*DATA RECORDS*
==*==
PR #9139, opened 2025-08-22
vk: check rebind flow if bindDescriptorSet called between draw2

poweifeng:
In the case with external samplers, if another descriptor set gets bound between draw2(), then we need to check to see if a rebinding of the pipeline is necessary.

### DIFF
--- a/filament/backend/src/vulkan/VulkanDriver.cpp
+++ b/filament/backend/src/vulkan/VulkanDriver.cpp
@@ -452,7 +452,7 @@ void VulkanDriver::updateDescriptorSetTexture(
     auto set = resource_ptr<VulkanDescriptorSet>::cast(&mResourceManager, dsh);
     auto texture = resource_ptr<VulkanTexture>::cast(&mResourceManager, th);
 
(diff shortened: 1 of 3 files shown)


filament/backend/src/vulkan/VulkanDriver.cpp
```diff
@@ -1939,6 +1939,18 @@ void VulkanDriver::bindDescriptorSet(
     if (dsh) {
         auto set = resource_ptr<VulkanDescriptorSet>::cast(&mResourceManager, dsh);
         mDescriptorSetCache.bind(setIndex, set, std::move(offsets));
+
+        if (mAppState.hasExternalSamplers()) {
```
pixelflinger, line 1943: unlikely?

pixelflinger (approved):

filament/backend/src/vulkan/VulkanDriver.cpp
poweifeng: it's a tough call on this one.  On Android I think it's actually likely, but on unlikely on others.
==*==
*YOUR GOAL*
Retype all of the material exactly as it stands above.

*WRITTEN ANSWER*
PR #9139, opened 2025-08-22
vk: check rebind flow if bindDescriptorSet called between draw2

poweifeng:
In the case with external samplers, if another descriptor set gets bound between draw2(), then we need to check to see if a rebinding of the pipeline is necessary.

### DIFF
--- a/filament/backend/src/vulkan/VulkanDriver.cpp
+++ b/filament/backend/src/vulkan/VulkanDriver.cpp
@@ -452,7 +452,7 @@ void VulkanDriver::updateDescriptorSetTexture(
     auto set = resource_ptr<VulkanDescriptorSet>::cast(&mResourceManager, dsh);
     auto texture = resource_ptr<VulkanTexture>::cast(&mResourceManager, th);
 
(diff shortened: 1 of 3 files shown)


filament/backend/src/vulkan/VulkanDriver.cpp
```diff
@@ -1939,6 +1939,18 @@ void VulkanDriver::bindDescriptorSet(
     if (dsh) {
         auto set = resource_ptr<VulkanDescriptorSet>::cast(&mResourceManager, dsh);
         mDescriptorSetCache.bind(setIndex, set, std::move(offsets));
+
+        if (mAppState.hasExternalSamplers()) {
```
pixelflinger, line 1943: unlikely?

pixelflinger (approved):

filament/backend/src/vulkan/VulkanDriver.cpp
poweifeng: it's a tough call on this one.  On Android I think it's actually likely, but on unlikely on others.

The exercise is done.